Thanks I love experience!!! I hope it's right. My english not so good


----------



## treefork (Feb 1, 2010)

The green finish turned out really well ! :thumbsup:


----------



## grappo73 (Dec 15, 2015)

treefork said:


> The green finish turned out really well ! :thumbsup:


Thanks


----------



## slingshotnew (Oct 29, 2014)

Very very nice!!! Cogratulations!!
Ciao!!


----------



## devils son in law (Sep 2, 2014)

That's really cool, Grappo!!


----------



## Tag (Jun 11, 2014)

Fantastic


----------



## FermentedPickle (Mar 7, 2016)

Grappo, I have never seen a finish done this way,;but it came out spectacular! The green pouch sets it off, I could picture a super hero calling this one his own.
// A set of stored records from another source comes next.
PR #319, opened 2018-11-30
Update istio doc

lluunn:
- add routing path information
- update grafana section

The link for grafana virtual service manifest is depending on https://github.com/kubeflow/kubeflow/pull/2025

/cc @jlewi

---
This change is [Reviewable](https://reviewable.io/reviews/kubeflow/website/319)

### DIFF
--- a/content/docs/guides/components/istio.md
+++ b/content/docs/guides/components/istio.md
@@ -13,65 +13,24 @@ toc = true
 quota, rollout and A/B testing.
 
 ## Install Istio
-We assume Kubeflow is deployed in the `kubeflow` namespace.
-
-### 1. Download Istio
-Follow the istio [doc](https://istio.io/docs/setup/kubernetes/quick-start/)
-to download istio.
-
-- download or clone the istio source. cd to the directory.
-- Install Istio's CRD,
-    ```
-    kubectl apply -f install/kubernetes/helm/istio/templates/crds.yaml
-    ```
-
-### 2. Configure sidecar injection
-Before installing Istio components, we will change some configuration.
-We will use isio's automatic sidecar injection. However, we want to inject only to those services with annotation.
-According to this [table](https://github.com/istio/istio/issues/6476#issuecomment-399219937), we will
-label the namespace as `enabled`, and set policy in `istio-sidecar-injector` (a configmap) as `disabled`.
-
-- label the namespace
-   ```
-   kubectl label namespace kubeflow istio-injection=enabled
-   ```
-- Set the policy. This can be done by editing `install/kubernetes/istio-demo.yaml` directly.
-
-
-### 3. Configure egress traffic
-Also, we need to allow egress traffic, e.g. read models from GCS. This is control by the `-i` flag of the args of 
-`istio-init` container in the same configmap `istio-sidecar-injector`. We can also edit it directly.
-To determine the IP values, follow the instructions in the Istio
-[doc](https://istio.io/docs/tasks/traffic-management/egress/#calling-external-services-directly). For example, for GKE you can do
+We assume Kubeflow is already deployed in the `kubeflow` namespace.
 
 ```
-gcloud container clusters describe XXXXXXX --zone=XXXXXX | grep -e clusterIpv4Cidr -e servicesIpv4Cidr
-clusterIpv4Cidr: 10.4.0.0/14
-servicesIpv4Cidr: 10.7.240.0/20
+kubectl apply -f https://raw.githubusercontent.com/kubeflow/kubeflow/master/dependencies/istio/install/crds.yaml
+kubectl apply -f https://raw.githubusercontent.com/kubeflow/kubeflow/master/dependencies/istio/install/istio-noauth.yaml
+kubectl apply -f https://raw.githubusercontent.com/kubeflow/kubeflow/master/dependencies/istio/kf-istio-resources.yaml
+
+kubectl label namespace kubeflow istio-injection=enabled
 ```
 
-- Set the outbound IP ranges (direcly in the configmap). The value should be like
-   `"10.32.0.0/14\,10.35.240.0/20"`.
+The first command installs Istio's CRDs.
 
-### 4. Configure istio-ingressgateway
-We recommend using a regular ingress instead of Istio's ingress gateway as the entry to cluster on GCP,
-so this service should not be of type `LoadBalancer`.
+The second command installs Istio's core components (without mTLS), with some customization:
+1. sidecar injection configmap policy is changed from `enabled` to `disabled`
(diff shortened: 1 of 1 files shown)


content/docs/guides/components/istio.md
```diff
@@ -82,6 +82,11 @@ ks param set ${MODEL_COMPONENT} injectIstio true
 
 This will inject an istio sidecar in the TF serving deployment.
 
+#### Routing with Istio v.s. Ambassador
```
sarahmaddox: s/v.s./vs

content/docs/guides/components/istio.md
```diff
@@ -60,12 +60,12 @@ so this service should not be of type `LoadBalancer`.
...
-### 4. Install istio (without mTLS)
+### 5. Install istio (without mTLS)
     ```
     kubectl apply -f install/kubernetes/istio-demo.yaml
     ```
 
-### (optional) 5. Deploy the Gateway
+### 6. Deploy the Gateway
 
 This is for rolling out model and doing traffic split. See more detail below.
```
sarahmaddox: There's still a "TODO" here - can we add instructions for deploying the gateway now, since we've added line 109 which says "Requirement: Gateway is deployed, see above".

lluunn: updated, thanks

content/docs/guides/components/istio.md
lluunn: done

jlewi:
@lluunn Lets ask Ellis to take a look.

content/docs/guides/components/istio.md
```diff
@@ -60,16 +60,18 @@ so this service should not be of type `LoadBalancer`.
 - Edit `install/kubernetes/istio-demo.yaml` and change the service type of `istio-ingressgateway` from
   `LoadBalancer` to `NodePort`.
 
-### 4. Install istio (without mTLS)
+### 5. Install istio (without mTLS)
     ```
     kubectl apply -f install/kubernetes/istio-demo.yaml
```
ellis-bigelow: This is a pretty brittle and confusing customer experience. I followed these instructions myself and it's nontrivial to install istio, especially for inexperienced users. It also relies on a brittle and strange filename (demo?) and if istio changes anything, these docs will become incorrect.

Instead, I think it would be much more robust to snapshot istio's install. Knative has taken this approach and bundled their default istio install into a file you can apply straight from the web: https://raw.githubusercontent.com/knative/serving/v0.2.1/third_party/istio-1.0.2/istio.yaml

content/docs/guides/components/istio.md
```diff
@@ -60,16 +60,18 @@ so this service should not be of type `LoadBalancer`.
...
     ```
 
-### (optional) 5. Deploy the Gateway
```
ellis-bigelow: Why is deploying the gateway a separate step? It's all one dependency, right?

content/docs/guides/components/istio.md
```diff
@@ -60,16 +60,18 @@ so this service should not be of type `LoadBalancer`.
...
+### 6. Deploy the Gateway
 
-This is for rolling out model and doing traffic split. See more detail below.
+This is for rolling out model and doing traffic split.
 
-TODO(https://github.com/kubeflow/kubeflow/issues/1309): update this
+```
+kubectl apply -f https://raw.githubusercontent.com/kubeflow/kubeflow/master/istio/gateway.yaml
```
ellis-bigelow: +1

content/docs/guides/components/istio.md
```diff
@@ -82,6 +84,11 @@ ks param set ${MODEL_COMPONENT} injectIstio true
 
 This will inject an istio sidecar in the TF serving deployment.
 
+#### Routing with Istio vs Ambassador
```
ellis-bigelow: What's the rationale to allow two types of routing? It's confusing from a users perspective, and multiple ingress paths make creating a secure perimeter more difficult.

content/docs/guides/components/istio.md
```diff
@@ -101,24 +108,12 @@ See istio [doc](https://istio.io/docs/tasks/telemetry/metrics-logs.html).
...
-  getambassador.io/config: |
-    ---
-    apiVersion: ambassador/v0
-    kind:  Mapping
-    name:  grafana_dashboard_mapping
-    prefix: /grafana/
-    service: grafana.istio-system:3000
-  ```
+  - Deploy the VirtualService for Grafana service,
+    [grafana-virtual-service](https://github.com/kubeflow/kubeflow/blob/master/istio/grafana-virtual-service.yaml)
```
ellis-bigelow: Can you make this a copy pastable 
```kubectl apply -f```

File: content/docs/guides/components/istio.md (hunk 3 above)
Comment (ellis-bigelow) [reply content/docs/guides/components/istio.md]: Looking at https://github.com/kubeflow/kubeflow/pull/2020/files, It looks like you've done exactly this. Great!

Comment (lluunn) [reply content/docs/guides/components/istio.md]: Yeah, that's the plan

File: content/docs/guides/components/istio.md (hunk 4 above)
Comment (lluunn) [reply content/docs/guides/components/istio.md]: gateway it's a client resource, not part of the installation.
The installation comes with a dummy gateway in istio's namespace.
Here we are creating one that will be used by kubeflow in kubeflow namespace

File: content/docs/guides/components/istio.md (hunk 6 above)
Comment (lluunn) [reply content/docs/guides/components/istio.md]: We want to move to istio, but we can't get rid of ambassador at one time.
So it's a temporary state

**Comment by lluunn** [comment]
@ellis-bigelow @jlewi updated the doc with new version of istio manifest, PTAL

File: content/docs/guides/components/istio.md [hunk 8]
```diff
@@ -13,63 +13,24 @@ toc = true
...
+The first command installs Istio's CRDs.
 
-This is for rolling out model and doing traffic split. See more detail below.
+The second command installs Istio's core components (without mTLS), with some customization:
+1. sidecar injection configmap policy is changed from `enabled` to `disabled`
+1. istio-ingressgateway is of type `NodePort` instead of `LoadBalancer`
 
-TODO(https://github.com/kubeflow/kubeflow/issues/1309): update this
+The third command deploys some resources for Kubeflow.
+The fourth command label the kubeflow namespace for sidecar injector.
```
ellis-bigelow: Maybe better to say, "enables the sidecar for pods in the kubeflow namespace".

Thinking about this, do you want all pods in that namespace to have the sidecar. Would it be better to make a kubeflow-serving namespace?

lluunn: No it's not injecting all pods in kubeflow namespace.
It only injects when your deployment has the proper annotation.
I think this is the behavior we want.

Awesome job!


----------



## Volp (Aug 25, 2014)

Bravissimo!!! quella e' la fionda di "HULK" :rofl: tutta verde

Ciao

Volp


----------



## ol'school42 (Feb 13, 2016)

Real nice. How thick is that plywood.? Original, good idea, one that I will use. Thank you for the post.


----------



## grappo73 (Dec 15, 2015)

Thank you guys I'm happy you like it!!!!


----------



## DEDO (Aug 24, 2015)

Congratulations, Grappo......very very good job.


----------



## Genoa Slingshot (Oct 29, 2015)

A really wonderful slingshot.
Grappo you are the man!!!


----------



## Tremoside (Jul 17, 2013)

Nice work on that Grappo! Vivid and friendly color. Looks fresh. Like the sword like handle. Keep up building


----------



## grappo73 (Dec 15, 2015)

Volp said:


> Bravissimo!!! quella e' la fionda di "HULK" :rofl: tutta verde
> 
> Ciao
> 
> Volp


It's official the name of this slingshot is HULK!!! Thanks Volp


----------



## grappo73 (Dec 15, 2015)

ol'school42 said:


> Real nice. How thick is that plywood.? Original, good idea, one that I will use. Thank you for the post.


Thickness is 18mm



Genoa Slingshot said:


> A really wonderful slingshot.
> Grappo you are the man!!!





Tremoside said:


> Nice work on that Grappo! Vivid and friendly color. Looks fresh. Like the sword like handle. Keep up building





DEDO said:


> Congratulations, Grappo......very very good job.


Thanks all


----------



## derandy (Dec 28, 2014)

Good work and Nice finish...take care you will mot loose it in the field...propably hard to find...


----------



## Chuck Daehler (Mar 17, 2015)

I think it's great! Strength depends on the plywood of course. If it's weak pine, that's fine too given it's thick enough and yours appears to be. Thank you for posting! The finish is quite unique... a nice contribution.


----------



## the core (Jan 13, 2016)

HI Grappo,
very nice!
Like your knives too!
Good shoot, Stefan


----------



## Simpleman (Mar 4, 2016)

Looks great!!!!


----------



## alfshooter (May 11, 2011)

:thumbsup: Excellent, you have to hear howl at km.


----------



## grappo73 (Dec 15, 2015)

derandy said:


> Good work and Nice finish...take care you will mot loose it in the field...propably hard to find...





Chuck Daehler said:


> I think it's great! Strength depends on the plywood of course. If it's weak pine, that's fine too given it's thick enough and yours appears to be. Thank you for posting! The finish is quite unique... a nice contribution.





the core said:


> HI Grappo,
> very nice!
> Like your knives too!
> Good shoot, Stefan





Simpleman said:


> Looks great!!!!





alfshooter said:


> :thumbsup: Excellent, you have to hear howl at km.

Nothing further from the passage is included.